Abstract
Smooth pursuit predicts future target motion. Recent evidence suggests that pursuit may be modeled as a form of Bayesian cue combination, with extraretinal (prior) and sensory (likelihood) cues trading off in proportion to their respective reliabilities. This can be tested by statistical manipulation of the reliabilities of prior and likelihood. We studied pursuit of clear and noisy random dot kinematograms (RDKs) with mean directions of different levels of predictability.

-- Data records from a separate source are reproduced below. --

Issue #10198, opened 2025-08-20
Artlapsa has started uploading smut to the site


FangMin2005:
### Source name

Art Lapsa

### Source language

English 

### Describe your suggested feature

Can it be marked as 18+ pls

### Other details

Here's the Smut I'm talking about, https://artlapsa.com/series/d8b25d80-c85e-4860-b1eb-e12aac202f09

### Acknowledgements

- [x] I have searched the existing issues and this is a new ticket, **NOT** a duplicate or related to another open or closed issue.
- [x] I have written a short but informative title.
- [x] If this is an issue with the app itself, I should be opening an issue in the [app repository](https://github.com/mihonapp/mihon/issues/new/choose).
- [x] I have updated the app to version **[0.15.3](https://github.com/mihonapp/mihon/releases/latest)**.
- [x] I will fill out all of the requested information in this form.

### 

---

Add a :+1: [reaction] to [issues you find important].

[reaction]: https://github.blog/2016-03-10-add-reactions-to-pull-requests-issues-and-comments/
[issues you find important]: https://github.com/keiyoushi/extensions-source/issues?q=is%3Aissue+is%3Aopen+sort%3Areactions-%2B1-desc

PR #10870, opened 2025-10-04
Keyoapp: tweak selector; Asmodeus Scans: filter novel,fix info

### LINKED ISSUE #9471: Asmodeus Scans to not show Novel entries
### Source name

Asmodeus Scans

### Source language

English

Asmodeus Scans currently parses the `Type` tag on the site as a normal tag.

As such, parse if the `Type` is set to "Novel" and if so, do not display it.

### Other details

Currently, Asmodeus Scans shows not just Comic/Manga/Manhwa/Mangatoon entries but also the Novel entries.

This can confuse any users who just add the entry to their library without properly checking the tags.

As an example for confusion, take [this](https://asmotoon.com/series/6356e391182/) entry.
It is a manga entry and works as such but then there's also [this](https://asmotoon.com/series/6379d4caa5d/) which is the same series but of the Novel entry instead and as such, could not be read.

I myself got confused by this as there were two of the same series in this source yet it has different entries.
I saw that it had more chapters so I migrated it back to that other entry.
Only to find out when trying to read it that it was a `Novel` entry and not a `Manga` entry.

### Acknowledgements

### 

---

Riztard:
Asmodeus Scans: filter novel, add/fix genres, clean description - Closes #9471

Keyoapp:
- previous type selector was mistakenly named genre
- make genre selector val
- tweak the genre selector to exclude manga status from genre

Checklist:

### DIFF
--- a/src/en/asmotoon/src/eu/kanade/tachiyomi/extension/en/asmotoon/Asmotoon.kt
+++ b/src/en/asmotoon/src/eu/kanade/tachiyomi/extension/en/asmotoon/Asmotoon.kt
@@ -17,13 +17,13 @@ class Asmotoon : Keyoapp(
 
     override val genreSelector: String = ".gap-3 .gap-1 a"
 
-    override fun mangaDetailsParse(document: Document): SManga = SManga.create().apply {
+    override fun mangaDetailsParse(document: Document): SManga {
         return super.mangaDetailsParse(document).apply {
             genre = buildList {
                 document.selectFirst(typeSelector)?.text()?.replaceFirstChar {
                     if (it.isLowerCase()) {
                         it.titlecase(
-                            Locale.getDefault(),
+                            Locale.ENGLISH,
                         )
                     } else {
                         it.toString()
--- a/src/en/asmotoon/src/eu/kanade/tachiyomi/extension/en/asmotoon/Asmotoon.kt
+++ b/src/en/asmotoon/src/eu/kanade/tachiyomi/extension/en/asmotoon/Asmotoon.kt
@@ -1,9 +1,36 @@
 package eu.kanade.tachiyomi.extension.en.asmotoon
 
 import eu.kanade.tachiyomi.multisrc.keyoapp.Keyoapp
+import eu.kanade.tachiyomi.source.model.SManga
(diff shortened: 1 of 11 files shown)


xdwil:
#10198

might as well do simple `false to true` so don't have to bump again

src/en/asmotoon/src/eu/kanade/tachiyomi/extension/en/asmotoon/Asmotoon.kt
```diff
@@ -1,9 +1,36 @@
...
+) {
+    // filtering novel entries
+    override fun popularMangaSelector() = "div:contains(Trending) + div .group.overflow-hidden.grid:not(:has(.capitalize:contains(Novel)))"
+    override fun latestUpdatesSelector() = "div.grid > div.group:not(:has(.capitalize:contains(Novel)))"
+    override fun searchMangaSelector() = "#searched_series_page > button:not(:has(.capitalize:contains(Novel)))"
+
+    override val genreSelector: String = ".gap-3 .gap-1 a"
+
+    override fun mangaDetailsParse(document: Document): SManga = SManga.create().apply {
+        return super.mangaDetailsParse(document).apply {
```
vetleledaal: Do you need to create 2 SManga instances here? Consider removing `SManga.create().apply ...`

src/en/asmotoon/src/eu/kanade/tachiyomi/extension/en/asmotoon/Asmotoon.kt
```diff
@@ -1,9 +1,36 @@
...
+            genre = buildList {
+                document.selectFirst(typeSelector)?.text()?.replaceFirstChar {
+                    if (it.isLowerCase()) {
+                        it.titlecase(
+                            Locale.getDefault(),
```
vetleledaal: Avoid relying on the user's locale. Use `Locale.ENGLISH` if you need one.

Riztard: i copied those from the multi src, should i change it as well?

AwkwardPeak7 (approved):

Mean RDK direction was chosen on each trial from a Gaussian prior, SD = 10° or 45°. The direction of each dot on each frame was each chosen from a Gaussian likelihood, SD = 0° - 60°. Pursuit direction remained close to the prior early in pursuit, when functions relating eye direction to mean RDK direction showed shallow slopes. Slopes increased over time at a slower rate for noisier RDKs, reaching values close to 1 as late as 600 ms after the onset of target motion for the noisiest RDKs. Slopes increased at a faster rate with the wide prior. With the narrow prior, SDs of pursuit direction were low for all levels of RDK noise. With the wide prior, SDs of pursuit direction were higher for the noisier RDKs. Results were analogous in a related perceptual task.
The results could be accounted for by a model in which the direction of pursuit over time depended on a weighted combination of an extraretinal prior and sensory likelihood, with weights depending on their relative reliabilities, and the reliability of the likelihood representation increasing over time. The bias of pursuit direction due to reliable priors was accompanied by reduced directional variability during pursuit of noisy RDKs. The results suggest that a benefit of prediction (priors) for pursuit (similar to other types of Bayesian cue combination) is to improve precision when stimuli are noisy.